Extracted material section start

PR #89, opened 2022-06-21
Update SplashScreen to match Element iOS.

pixlwave:
This is the ElementX version of https://github.com/vector-im/element-ios/pull/6320

- The gradient is now separate from the carousel pages
- The carousel pages are now in a VStack with the buttons rather than using a ZStack and ViewFrameReader.
- The performance issue was caused by the `maxWidth` value on the image on each page. Tweaking this seems to have resolved the frame drops on iPhone Mini and the value chosen doesn't cause it to occur on other iPhone models.

### DIFF
--- a/ElementX/Sources/Other/SwiftUI/Layout/ReadableFrameModifier.swift
+++ b/ElementX/Sources/Other/SwiftUI/Layout/ReadableFrameModifier.swift
@@ -1,0 +1,39 @@
+// 
+// Copyright 2022 New Vector Ltd
+//
+// Licensed under the Apache License, Version 2.0 (the "License");
+// you may not use this file except in compliance with the License.
+// You may obtain a copy of the License at
+//
+// http://www.apache.org/licenses/LICENSE-2.0
+//
+// Unless required by applicable law or agreed to in writing, software
+// distributed under the License is distributed on an "AS IS" BASIS,
+// WITHOUT WARRANTIES OR CONDITIONS OF ANY KIND, either express or implied.
+// See the License for the specific language governing permissions and
+// limitations under the License.
+//
+
+import SwiftUI
+
+// swiftlint:disable private_over_fileprivate
+
+/// Positions this view within an invisible frame that fills the width of its parent view,
+/// whilst limiting the width of the content to a readable size (which is customizable).
+fileprivate struct ReadableFrameModifier: ViewModifier {
+    var maxWidth: CGFloat
+    
+    func body(content: Content) -> some View {
+        content
+            .frame(maxWidth: maxWidth)
+            .frame(maxWidth: .infinity)
+    }
+}
+
+extension View {
+    /// Positions this view within an invisible frame that fills the width of its parent view,
+    /// whilst limiting the width of the content to a readable size (which is customizable).
+    func readableFrame(maxWidth: CGFloat = 600) -> some View {
+        modifier(ReadableFrameModifier(maxWidth: maxWidth))
+    }
+}
--- a/ElementX/Sources/Screens/SplashScreen/SplashScreenModels.swift
+++ b/ElementX/Sources/Screens/SplashScreen/SplashScreenModels.swift
@@ -28,7 +28,6 @@ struct SplashScreenPageContent {
     let title: AttributedString
     let message: String
     let image: ImageAsset
-    let gradient: Gradient
 }
 
 // MARK: View model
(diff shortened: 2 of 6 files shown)


ElementX/Sources/Other/SwiftUI/Layout/ReadableFrameModifier.swift
```diff
@@ -0,0 +1,39 @@
...
+// Unless required by applicable law or agreed to in writing, software
+// distributed under the License is distributed on an "AS IS" BASIS,
+// WITHOUT WARRANTIES OR CONDITIONS OF ANY KIND, either express or implied.
+// See the License for the specific language governing permissions and
+// limitations under the License.
+//
+
+import SwiftUI
+
+// swiftlint:disable private_over_fileprivate
```
pixlwave, line 19: The struct is `fileprivate` as it only needs to be used from the extension on `View`. Apparently swiftlint doesn't like this 🤷‍♂️

ElementX/Sources/Screens/SplashScreen/SplashScreenModels.swift
```diff
@@ -41,42 +40,45 @@ enum SplashScreenViewModelAction {
...
+    ]
     
     /// An array containing all content of the carousel pages
     let content: [SplashScreenPageContent]
     var bindings: SplashScreenBindings
     
+    /// The background gradient for all 4 pages and the hidden page at the start of the carousel.
+    var backgroundGradient: Gradient {
+        // Include the extra stop for the hidden page at the start of the carousel.
+        let hiddenPageColor = gradientColors[gradientColors.count - 2]
```
ismailgulek, line 60: why minus 2?

ismailgulek (approved):
Some comments/questions inline, otherwise LGTM!

ElementX/Sources/Other/SwiftUI/Layout/ReadableFrameModifier.swift
```diff
@@ -0,0 +1,39 @@
...
+    var maxWidth: CGFloat
+    
+    func body(content: Content) -> some View {
+        content
+            .frame(maxWidth: maxWidth)
+            .frame(maxWidth: .infinity)
+    }
+}
+
+extension View {
```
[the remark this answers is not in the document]
pixlwave: Personally my preference would be to continue as we have been in EI for modifiers where the file is named `XYZModifier` and includes the view extension without needing to signal this. E.g. [ScreenTrackerViewModifier](https://github.com/vector-im/element-ios/blob/develop/RiotSwiftUI/Modules/Common/Util/ScreenTrackerViewModifier.swift), [ClearViewModifier](https://github.com/vector-im/element-ios/blob/develop/RiotSwiftUI/Modules/Common/Util/ClearViewModifier.swift) and [BorderModifier](https://github.com/vector-im/element-ios/blob/develop/RiotSwiftUI/Modules/Common/Util/BorderModifier.swift). That said, its a good question and probably worth bringing up next week in the Friday discussions.

ElementX/Sources/Other/SwiftUI/Layout/ReadableFrameModifier.swift
```diff
@@ -0,0 +1,39 @@
...
+
+/// Positions this view within an invisible frame that fills the width of its parent view,
+/// whilst limiting the width of the content to a readable size (which is customizable).
+fileprivate struct ReadableFrameModifier: ViewModifier {
+    var maxWidth: CGFloat
+    
+    func body(content: Content) -> some View {
+        content
+            .frame(maxWidth: maxWidth)
+            .frame(maxWidth: .infinity)
```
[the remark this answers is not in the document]
pixlwave: Yeah, it's a pretty clear example of how `.frame` doesn't actually set the frame on the view, but rather embeds it in a view with the frame you defined. It raised comments before too 🙃 https://github.com/vector-im/element-ios/pull/6125#discussion_r866822922

ElementX/Sources/Screens/SplashScreen/SplashScreenModels.swift
pixlwave: Minus 1 would be the right-hand stop of page 4 which we already have as the left-hand stop of page 1. So when adding the hidden page we need the left-hand stop of page 4 which is minus 2. Will add as a comment.

PR #90, opened 2022-06-22
Update DesignTokens to 0.0.2

pixlwave:
The DesignTokens repo now generates the `contentAndAvatars` array along with moving the global colours into a new static `global` struct to separate dynamic and non-dynamic colors.


ismailgulek (approved):
LGTM!

PR #98, opened 2022-06-27
Add the login screen from EI.

pixlwave:
This PR adds the login screen from Element iOS but with the following changes:

- Rename fallback to OIDC (not implemented).
- Remove SSO options in favour of OIDC.
- Select server is disabled and username parsing is faked for now (pending SDK changes).
- Forgot password flow not implemented.

Additional small changes include:
- Splash screen no longer includes the register action as this will all happen via OIDC.
- User indicators use a system material for now so they fit in a bit better.
- Added `MXLog.failure` from EI.
- Run SwiftGen as a pre-build step so strings are generated when there's an error elsewhere in the project.

| Light Mode | Dark Mode | Dark mode loading | Light mode success |
| - | - | - | - |
| Simulator Screen Shot - iPhone 13 mini - 2022-06-27 at 16 18 36 | Simulator Screen Shot - iPhone 13 mini - 2022-06-27 at 16 19 11 | Simulator Screen Shot - iPhone 13 mini - 2022-06-27 at 16 19 15 | Simulator Screen Shot - iPhone 13 mini - 2022-06-27 at 16 20 15 |


ElementX/Sources/Other/SwiftUI/ErrorHandling/AlertInfo.swift
```diff
@@ -0,0 +1,87 @@
...
+    let title: String
+    /// The alert's message (optional).
+    var message: String?
+    /// The alert's primary button title and action. Defaults to an Ok button with no action.
+    var primaryButton: (title: String, action: (() -> Void)?) = (ElementL10n.ok, nil)
+    /// The alert's secondary button title and action.
+    var secondaryButton: (title: String, action: (() -> Void)?)?
+}
+
+#warning("Remove the NSError extensions?")
```
pixlwave, line 39: These initialisers for `NSError` we for the old SDK's `MXError`. Seems sensible to remove these now but thought it was worth checking.

ismailgulek: Removing them makes sense to me 👍
Maybe instead we could introduce an `Error` extension, something like this:
```
extension AlertInfo {
    init(error: Error) where T == String {
        self.init(id: error.localizedDescription,
                  title: error.localizedDescription)
    }
}
```

ElementX/Sources/Screens/Authentication/LoginScreen/LoginViewModel.swift
```diff
@@ -0,0 +1,78 @@
...
+        case .alert(let message):
+            state.bindings.alertInfo = AlertInfo(id: type,
+                                                 title: ElementL10n.dialogTitleError,
+                                                 message: message)
+        case .invalidHomeserver:
+            state.bindings.alertInfo = AlertInfo(id: type,
+                                                 title: ElementL10n.dialogTitleError,
+                                                 message: ElementL10n.loginSigninMatrixIdErrorInvalidMatrixId)
+        case .unknown:
+            state.bindings.alertInfo = AlertInfo(id: type)
```
ismailgulek, line 75: This `AlertInfo` initializer would fail if we remove `NSError` extension.

```suggestion
            state.bindings.alertInfo = AlertInfo(id: type,
                                                 title: ElementL10n.dialogTitleError)
```

ismailgulek (approved):
Some minor comments, otherwise LGTM!

UITests/Sources/LoginScreenUITests.swift
```diff
@@ -15,14 +15,129 @@
 //
 
 import XCTest
+import ElementX
 
-class LoginScreenUITests: XCTestCase {
-    func testInitialStateComponents() {
-        let app = Application.launch()
+@MainActor
+class AuthenticationLoginUITests: XCTestCase {
```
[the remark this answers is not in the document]
pixlwave: Yep my bad, missed that one 👍

UnitTests/Sources/LoginViewModelTests.swift
```diff
@@ -0,0 +1,140 @@
...
+        
+        // When entering a username and an 8-character password.
+        context.username = "bob"
+        context.password = "12345678"
+        
+        // Then the credentials should be considered valid.
+        XCTAssertTrue(context.viewState.hasValidCredentials, "The credentials should be valid when the username and password are valid.")
+    }
+    
+    func testLoadingServer() {
```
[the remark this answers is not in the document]
pixlwave: Good spot I added that one later, definitely should be tested 👍

ElementX/Sources/Screens/Authentication/LoginScreen/LoginMode.swift
```diff
@@ -0,0 +1,56 @@
...
+        default:
+            return false
+        }
+    }
+    
+    var supportsPasswordFlow: Bool {
+        switch self {
+        case .password:
+            return true
+        case .unknown, .unsupported, .oidc:
```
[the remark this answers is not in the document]
pixlwave: I think it made a little bit of sense with the old cases, but even then you're right. Gosh I hope the [`is case`](https://forums.swift.org/t/proposal-draft-for-is-case-pattern-match-boolean-expressions/58260) pitch makes it into the language!

ElementX/Sources/Screens/Authentication/LoginScreen/LoginViewModel.swift
pixlwave: I've added a generic `init(id: T)` for this instance to match the old one and so its easy to switch them all at once.

PR #100, opened 2022-06-28
Background execution

### LINKED ISSUE #99: Background Execution
We'd like to continue execution when the app goes into background.

ismailgulek:
Fixes #99

### DIFF
--- a/ElementX/Sources/AppCoordinator.swift
+++ b/ElementX/Sources/AppCoordinator.swift
@@ -26,6 +26,7 @@ class AppCoordinator: AuthenticationCoordinatorDelegate, Coordinator {
 
     private let bugReportService: BugReportServiceProtocol
     private let screenshotDetector: ScreenshotDetector
+    private let backgroundTaskService: BackgroundTaskServiceProtocol
 
     private var indicatorPresenter: UserIndicatorTypePresenterProtocol
     private var loadingIndicator: UserIndicator?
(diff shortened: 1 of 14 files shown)


ElementX/Sources/AppCoordinator.swift
```diff
@@ -61,6 +62,8 @@ class AppCoordinator: AuthenticationCoordinatorDelegate, Coordinator {
         
         userSessionStore = UserSessionStore(bundleIdentifier: bundleIdentifier)
 
+        backgroundTaskService = UIKitBackgroundTaskService()
```
stefanceriu, line 65: Should we maybe pass the shared UIApplication directly in the constructor instead of letting it rely on that internal `extensionSafeShared` property? Seems weird to have it reach up and fetch the app by itself.

stefanceriu (approved):
This looks great!  The only real question I have is whether we should handle these background tasks directly on the final implementation within the `RoomProxy` and the `MediaProvider`/`ClientProxy`. Those are where the actual work is happening and can be shared between multiple components.

ElementX/Sources/AppCoordinator.swift
ismailgulek: Yes, makes sense for the `AppCoordinator`, updated.

ismailgulek:
> This looks great! The only real question I have is whether we should handle these background tasks directly on the final implementation within the `RoomProxy` and the `MediaProvider`/`ClientProxy`. Those are where the actual work is happening and can be shared between multiple components.

Thanks for the suggestion, moved into them.

PR #121, opened 2022-06-29
Flatten room list

ismailgulek:
Flattens the room list by removing encrypted groups. Also styles the screen a bit.

Simulator Screen Shot - iPhone 13 Pro Max - 2022-06-30 at 02 32 20

### DIFF
--- a/ElementX/Sources/Screens/HomeScreen/HomeScreenModels.swift
+++ b/ElementX/Sources/Screens/HomeScreen/HomeScreenModels.swift
@@ -36,20 +36,12 @@ struct HomeScreenViewState: BindableState {
     
     var isLoadingRooms: Bool = false
     
-    var unencryptedDMs: [HomeScreenRoom] {
-        searchFilteredRooms.filter { $0.isDirect && !$0.isEncrypted }
+    var visibleDMs: [HomeScreenRoom] {
+        searchFilteredRooms.filter { $0.isDirect }
     }
-    
-    var encryptedDMs: [HomeScreenRoom] {
-        searchFilteredRooms.filter { $0.isDirect && $0.isEncrypted}
-    }
-    
-    var unencryptedRooms: [HomeScreenRoom] {
-        searchFilteredRooms.filter { !$0.isDirect && !$0.isEncrypted }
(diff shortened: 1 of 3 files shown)


ElementX/Sources/Screens/HomeScreen/View/HomeScreen.swift
```diff
@@ -77,41 +56,48 @@ struct HomeScreen: View {
...
-                                    .fontWeight(.bold)
-                                    .foregroundColor(.primary)
-                            }
-                        } else {
-                            EmptyView()
-                        }
-                    }
-                    .animation(.default, value: context.viewState.userDisplayName)
-                    .transition(.opacity)
+                HStack(spacing: 0) {
```
pixlwave, line 59: Chiming in un-invited here: Could we make this HStack the label of a single button, rather than having 2 buttons in the HStack? I've been meaning to change it for a while now.

ismailgulek: Makes perfect sense, updated.

ElementX/Sources/Screens/HomeScreen/HomeScreenModels.swift
```diff
@@ -36,20 +36,12 @@ struct HomeScreenViewState: BindableState {
...
-    }
-    
-    var unencryptedRooms: [HomeScreenRoom] {
-        searchFilteredRooms.filter { !$0.isDirect && !$0.isEncrypted }
-    }
-    
-    var encryptedRooms: [HomeScreenRoom] {
-        searchFilteredRooms.filter { !$0.isDirect && $0.isEncrypted }
+
+    var visibleRooms: [HomeScreenRoom] {
```
stefanceriu, line 43: I wouldn't necessarily call these `visible`. Makes me think of subset of rooms that are currently visible on screen.
Perhaps plainly `rooms` and `directMessages` works better.

stefanceriu (approved):
lgtm 👏

pixlwave (approved):
Not sure if you need my full review too, but if you do... ✅

PR #126, opened 2022-06-30
Add basic AuthenticationService and missing UI tests.

pixlwave:
Moves authentication into a basic AuthenticationService, adds a mock of this service and tests for both server selection and the whole auth flow.


ElementX/Sources/Screens/Authentication/LoginScreen/LoginCoordinator.swift
```diff
@@ -136,55 +128,66 @@ final class LoginCoordinator: Coordinator, Presentable {
...
+            }
         }
-        
-        callback?(.login(username: username, password: password))
     }
     
     /// Parses the specified username and looks up the homeserver when a Matrix ID is entered.
     private func parseUsername(_ username: String) {
-        guard isMXID(username: username) else { return }
+        guard authenticationService.usernameIsMatrixID(username) else { return }
```
pixlwave, line 158: I don't like this method name, but failed to come up with something better.

ElementX/Sources/Services/Client/ClientError.swift
```diff
@@ -0,0 +1,30 @@
...
+        
+        for code in MatrixErrorCode.allCases {
+            if message.contains(code.rawValue) {
+                return code
+            }
+        }
+        
+        return .unknown
+    }
+}
```
pixlwave, line 30: These are basic implementations for now. I'd like to learn whether the FFI bridge could return a `.matrix(code: String, description: String` case for the `ClientError` to avoid this wrangling.

UITests/Sources/LoginScreenUITests.swift
```diff
@@ -123,7 +138,7 @@ class LoginScreenUITests: XCTestCase {
     /// Checks that the OIDC button is shown on the screen.
     func validateOIDCButtonIsShown(for state: String) {
         let oidcButton = app.buttons["oidcButton"]
-        XCTAssertTrue(oidcButton.exists, "The OIDC button should be shown for \(state).")
+        XCTAssertTrue(oidcButton.waitForExistence(timeout: 1), "The OIDC button should be shown for \(state).")
```
pixlwave, line 141: Seems needed for CI, ran fine locally without this.

ElementX/Sources/Screens/Authentication/LoginScreen/LoginCoordinator.swift
ismailgulek: How about `isMatrixUserId`? Also does it make sense to move this function to a helper class like we had `MXTools`?

ElementX/Sources/UITestsAppCoordinator.swift
```diff
@@ -11,63 +11,72 @@ import SwiftUI
...
     init() {
-        mainNavigationController = UINavigationController()
+        mainNavigationController = ElementNavigationController()
+        navigationRouter = NavigationRouter(navigationController: mainNavigationController)
+        
         window = UIWindow(frame: UIScreen.main.bounds)
         window.rootViewController = mainNavigationController
         window.tintColor = .element.accent
         
+        UIView.setAnimationsEnabled(false)
```
ismailgulek, line 28: Thanks for adding this. I had to also disable it for screenshot tests

UITests/Sources/RoomScreenUITests.swift
```diff
@@ -20,23 +20,19 @@ import ElementX
 @MainActor
 class RoomScreenUITests: XCTestCase {
 
-    func testPlainNoAvatar() async throws {
+    func testPlainNoAvatar() {
         let app = Application.launch()
         app.goToScreenWithIdentifier(.roomPlainNoAvatar)
 
-        try await Task.sleep(nanoseconds: 400_000_000)
```
ismailgulek, line 27: Thanks for removing these. How do they work now?

ismailgulek (approved):
Looks great to me. It's perfect to see our coverage is climbing 👍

Extracted material section end

## Your instructions
When a line among the entries above contains "comments", copy it.

## Exercise response
Some comments/questions inline, otherwise LGTM!
pixlwave: Yeah, it's a pretty clear example of how `.frame` doesn't actually set the frame on the view, but rather embeds it in a view with the frame you defined. It raised comments before too 🙃 https://github.com/vector-im/element-ios/pull/6125#discussion_r866822922
Some minor comments, otherwise LGTM!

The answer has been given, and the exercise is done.